Last week, I wrote about the performance of a Tony Award-winning gay-themed musical by students at Massachusetts’ Concord-Carlisle Regional High School. Anti-LGBT group MassResistance was up in arms about a high school producing a “depraved homosexual musical” and was trying to use director Peter Atlas’ supposed friendship with Assistant Deputy Secretary of Education Kevin Jennings to smear Jennings.

What would happen, I wondered, at the actual performances? Protests? Catcalls? Snickers from fellow students in the audience?

The reality was much happier. Sarah S. Brannen, the author and illustrator of gay-inclusive children’s book Uncle Bobby’s Wedding, attended the show on Saturday and was kind enough to submit this guest post about it.

December 13, 2009

Falsettos in Concord

I went to see Falsettos at Concord-Carlisle Regional High School on Saturday night. According to the Boston Globe, it was the first-ever production of the musical by a public high school. A production of The Laramie Project by the Acton-Boxborough Regional High School two years ago met with pickets and protests, so I was delighted to see nothing outside the school but audience members hurrying through the cold.

Falsettos combines two one-act plays by William Finn and James Lapine: March of the Falsettos and, after an intermission, Falsettoland. The musical is through-composed, with no spoken dialogue other than an occasional line, and calls for just five actors in the first act with two more added in the second. The stellar high-school cast mastered the slightly dissonant jazzy harmonies and complex rhythmic interplay with apparent ease and only one line fumble in the entire show.

Although the lead role is ostensibly Marvin, who leaves his wife for a man before the musical begins, the central character is really his twelve-year-old son Jason, played in Concord by sophomore Hannah Kilcoyne. She was a tiny adolescent angsty joy to watch, and a big-voiced thrill to hear. I’m going to remember her name and look for her on Broadway a decade or so from now.

Zander Ansara was a strong Marvin, with Charlie Abend his hunky and boyish lover Whizzer. They were convincing as they portrayed all the multiple phases of their relationship and completely committed to the roles; it was fairly wonderful to sit in a public high school and watch two boys in bed together, one sleeping, the other singing him a love song, with nary a snicker from the audience. In fact, the song was received with rapturous applause.

Kailey Prior, as Marvin’s ex-wife Trina, proved a professional and convincing actress with a small but pretty voice. The lesbian couple in Act II have smaller roles but Jessica Stout has a stunningly beautiful voice and Celeste Hall, also a fine singer, was comically hilarious.

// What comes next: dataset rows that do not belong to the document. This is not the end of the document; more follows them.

PR #185, opened 2019-03-05
miscellaneous fixes

clint-tseng:
see commit messages.

roles-api is a pretty significant refactor of some areas and it's easier to rebase this on top of that than to base master and merge.

### DIFF
--- a/.circleci/config.yml
+++ b/.circleci/config.yml
@@ -31,5 +31,5 @@ jobs:
             - node_modules
           key: v1a-dependencies-{{ checksum "package.json" }}
 
-      - run: make test
+      - run: make test-full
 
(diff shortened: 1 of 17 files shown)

Finally, Evan Sibley as Mendel, the psychiatrist who marries Trina, had the audience eating out of his hand with his comedic timing, rubber face and strong singing.

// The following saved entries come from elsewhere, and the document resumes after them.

PR #191, opened 2019-04-19
api/improve: use a 409 code rather than 400 on key conflict errors.

clint-tseng:
* ie if a resource already exists.


tiritea:
👍 
409 seems appropriate when POSTing a resource that already exist

ggalmazor:
Just tried this while working on the Briefcase-Central integration and it works like a charm. Thanks!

Complex ensemble numbers like “The Baseball Game” and “Days Like This” were tight and delightful and most of the ballads were spell-binding. I have been to many, many worse professional productions. The small band played brilliantly, and Peter Atlas, the director and producer, is clearly great at his job as well as at ground-breaking programming.

A full house gave the three-hour musical their rapt attention and leapt to their feet, cheering, at the end.